# [C++] Funktion um Median zu berechnen?



## Romsl (10. Dezember 2004)

Hi,

gibt es in der C++ Library evtl. schon eine Funktion um den Median (aus 3 Zahlen) heraus zu bekommen? Oder muss ich hier alle Fälle mit einer IF Schleife abfangen?

Gruß

Romsl


----------



## Kachelator (10. Dezember 2004)

Meinst du den Mittelwert? Dazu gibt es in der STL den Algorithmus accumulate im <numeric>-Header. Du müsstet das Resultat dann nur noch durch die Anzahl der aufsummierten Elemente teilen.

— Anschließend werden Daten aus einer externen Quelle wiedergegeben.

PR #230, opened 2021-01-25
chore: Clean up CI scripts

jawnsy:
* Build with Go provided by GitHub instead of building inside a Dockerfile, which should speed up the build
* Condense build steps to avoid repeatedly downloading cached Go packages, which should speed up the build
* Run goimports using golangci-lint, rather than running gofmt and goimports manually in make fmt
* Skip signing/notarizing Darwin binary in build, since this takes a long time and is done in release
* Only build/test for pull requests against master
* Remove unnecessary steps in ci/image/Dockerfile
  * goimports is managed by golangci-lint
  * grep is already installed in the base image

### DIFF
--- a/.github/workflows/build.yaml
+++ b/.github/workflows/build.yaml
@@ -1,5 +1,11 @@
 name: build
-on: [push]
+on:
+  push:
+    branches:
+    - master
+  pull_request:
+    branches:
+    - master
 
 jobs:
   build:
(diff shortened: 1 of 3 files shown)


jawnsy:
@cmoog Some small cleanups to the build here, but I'm not really sure if it's an improvement. What do you think?

cmoog:
I could go either way with these changes. I would still like to run the notarized build on master to ensure we don't get surprised with errors when releases are tagged.

.github/workflows/test.yaml
```diff
@@ -12,20 +16,30 @@ jobs:
...
+        run: make gendocs
+      - name: Check that "make gendocs" is clean
+        run: ./ci/scripts/files_changed.sh
+
   lint:
     runs-on: ubuntu-latest
     steps:
-      - uses: actions/checkout@v2
-      - name: golangci-lint
+      - uses: actions/checkout@v1
```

Eine andere Möglichkeit wäre es, die Elemente von Hand in einer for-Schleife aufzusummieren und dann zu teilen. Dass meintest du vermutlich mit der IF-Schleife, oder verstehe ich dich falsch?


----------



## Romsl (10. Dezember 2004)

Nein ich meine den Median, so wie ich es geschrieben habe.

Median wird wie folgt berechnet.

Voraussetzung: sortierte Zahlenwerte

1.a) Anzahl aller Elemente ist gerade: Median ist die Zahl an der Stelle ((n / 2) + ((n + 1) / 2) / 2
1.b) Anzahl aller Elemente ist ungerade: Median ist die Zahl an der Stelle (n / 2)

Bei 3 Zahlen wäre der Median die mittlere Zahl.

Bsp:

3, 7, 13 -> Median ist 7.

Trotzdem Danke


----------



## Kachelator (10. Dezember 2004)

Okay, da habe ich dich falsch verstanden. Du kannst aber dennoch die STL-Algorithmen verwenden, um beispielsweise eine Sequenz zu sortieren und dann das "mittlere" Element zu finden.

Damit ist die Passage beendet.